Here is a block of records. Copy every line in it that includes "https".
ENTRIES PROVIDED: Begin
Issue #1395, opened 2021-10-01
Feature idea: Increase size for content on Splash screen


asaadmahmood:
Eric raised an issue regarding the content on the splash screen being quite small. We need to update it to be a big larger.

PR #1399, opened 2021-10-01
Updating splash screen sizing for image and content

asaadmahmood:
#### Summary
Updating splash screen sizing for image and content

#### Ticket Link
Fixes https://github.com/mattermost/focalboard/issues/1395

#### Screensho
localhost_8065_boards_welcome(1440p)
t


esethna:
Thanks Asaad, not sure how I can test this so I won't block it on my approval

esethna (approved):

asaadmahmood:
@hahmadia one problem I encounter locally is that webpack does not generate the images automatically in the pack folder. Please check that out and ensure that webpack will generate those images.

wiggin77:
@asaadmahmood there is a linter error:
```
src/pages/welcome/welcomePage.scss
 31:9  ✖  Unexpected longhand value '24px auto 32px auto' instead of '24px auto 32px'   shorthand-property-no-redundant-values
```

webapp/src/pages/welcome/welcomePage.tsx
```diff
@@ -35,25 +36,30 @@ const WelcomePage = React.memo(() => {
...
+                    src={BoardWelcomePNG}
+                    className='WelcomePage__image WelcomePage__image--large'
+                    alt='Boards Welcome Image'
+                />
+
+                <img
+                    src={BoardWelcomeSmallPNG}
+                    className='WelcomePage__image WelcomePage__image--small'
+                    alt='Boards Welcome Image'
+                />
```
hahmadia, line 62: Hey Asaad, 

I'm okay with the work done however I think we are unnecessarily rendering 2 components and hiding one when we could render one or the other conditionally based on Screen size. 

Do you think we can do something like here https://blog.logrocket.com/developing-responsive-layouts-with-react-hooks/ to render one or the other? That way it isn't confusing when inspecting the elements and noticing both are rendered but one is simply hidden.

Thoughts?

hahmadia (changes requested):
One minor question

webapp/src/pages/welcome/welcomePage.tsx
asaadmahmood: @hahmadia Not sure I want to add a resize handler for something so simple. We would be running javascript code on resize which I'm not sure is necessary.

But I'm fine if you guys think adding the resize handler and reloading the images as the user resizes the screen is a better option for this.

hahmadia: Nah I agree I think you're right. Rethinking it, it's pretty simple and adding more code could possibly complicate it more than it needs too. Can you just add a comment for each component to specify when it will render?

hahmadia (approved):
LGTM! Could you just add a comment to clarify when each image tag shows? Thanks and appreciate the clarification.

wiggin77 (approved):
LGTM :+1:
ENTRIES PROVIDED: End
ENTRIES PROVIDED: Begin
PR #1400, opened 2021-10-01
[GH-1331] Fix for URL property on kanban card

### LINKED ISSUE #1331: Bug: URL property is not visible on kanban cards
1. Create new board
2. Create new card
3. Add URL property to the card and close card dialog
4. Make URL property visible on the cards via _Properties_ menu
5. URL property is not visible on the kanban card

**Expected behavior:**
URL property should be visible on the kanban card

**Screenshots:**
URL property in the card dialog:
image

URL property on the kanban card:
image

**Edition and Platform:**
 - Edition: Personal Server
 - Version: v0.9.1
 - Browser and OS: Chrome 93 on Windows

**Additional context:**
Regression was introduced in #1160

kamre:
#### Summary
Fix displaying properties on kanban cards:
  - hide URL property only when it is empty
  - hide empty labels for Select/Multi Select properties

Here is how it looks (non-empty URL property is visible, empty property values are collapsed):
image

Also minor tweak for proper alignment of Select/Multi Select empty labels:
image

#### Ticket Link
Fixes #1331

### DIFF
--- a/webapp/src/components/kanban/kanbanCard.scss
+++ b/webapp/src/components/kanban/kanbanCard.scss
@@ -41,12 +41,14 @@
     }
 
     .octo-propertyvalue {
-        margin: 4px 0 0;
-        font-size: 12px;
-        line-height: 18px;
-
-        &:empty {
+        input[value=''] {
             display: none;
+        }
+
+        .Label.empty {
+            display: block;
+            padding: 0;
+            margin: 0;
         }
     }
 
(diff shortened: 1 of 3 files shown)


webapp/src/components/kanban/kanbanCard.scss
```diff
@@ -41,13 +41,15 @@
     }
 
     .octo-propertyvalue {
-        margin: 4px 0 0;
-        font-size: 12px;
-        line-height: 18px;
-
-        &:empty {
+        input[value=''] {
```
ENTRIES PROVIDED: End
__RESULT OF THIS TASK__.
Fixes https://github.com/mattermost/focalboard/issues/1395
Do you think we can do something like here https://blog.logrocket.com/developing-responsive-layouts-with-react-hooks/ to render one or the other? That way it isn't confusing when inspecting the elements and noticing both are rendered but one is simply hidden.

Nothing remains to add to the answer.